*** Task material ***

PR #1520, opened 2023-09-07
remove result size from base op

### LINKED ISSUE #1518: Remove the base op version of result size metric
We require the result size to be present in the base op when there are specific kinds of operations which may not provide it. This is not useful and leads to API ambiguity. It should be removed.

jshook:
fixes #1518

### DIFF
--- a/adapter-mongodb/src/main/java/io/nosqlbench/adapter/mongodb/ops/MongoDirectCommandOp.java
+++ b/adapter-mongodb/src/main/java/io/nosqlbench/adapter/mongodb/ops/MongoDirectCommandOp.java
@@ -54,8 +54,4 @@ public class MongoDirectCommandOp implements CycleOp<Document> {
         return document;
     }
 
-    @Override
-    public long getResultSize() {
-        return resultSize;
-    }
 }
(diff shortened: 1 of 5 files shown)


dave2wave (approved):
LGTM

MarkWolters (commented):
I don't see where the other classes with dependencies on this are updated:
find . -name "*.java" | xargs grep getResultSize 2>/dev/null
./adapter-dynamodb/src/main/java/io/nosqlbench/adapter/dynamodb/optypes/DDBQueryOp.java:    public long getResultSize() {
./adapter-dynamodb/src/main/java/io/nosqlbench/adapter/dynamodb/optypes/DDBGetItemOp.java:    public long getResultSize() {
./adapter-cqld4/src/main/java/io/nosqlbench/adapter/cqld4/optypes/Cqld4FluentGraphOp.java:    public long getResultSize() {
./adapter-cqld4/src/main/java/io/nosqlbench/adapter/cqld4/optypes/Cqld4ScriptGraphOp.java:    public long getResultSize() {

MarkWolters (commented):
Actually I see we are not removing the OpResultSize class, just changing Op to not implement it, so I understand why the other classes aren't modified. Disregard previous comment.

MarkWolters (approved):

*** End of Task material ***

- _Exercise directions_
For the entries shown above, tally every line containing the word "return". Report the tally and nothing else.

- _Reply to the exercise_
2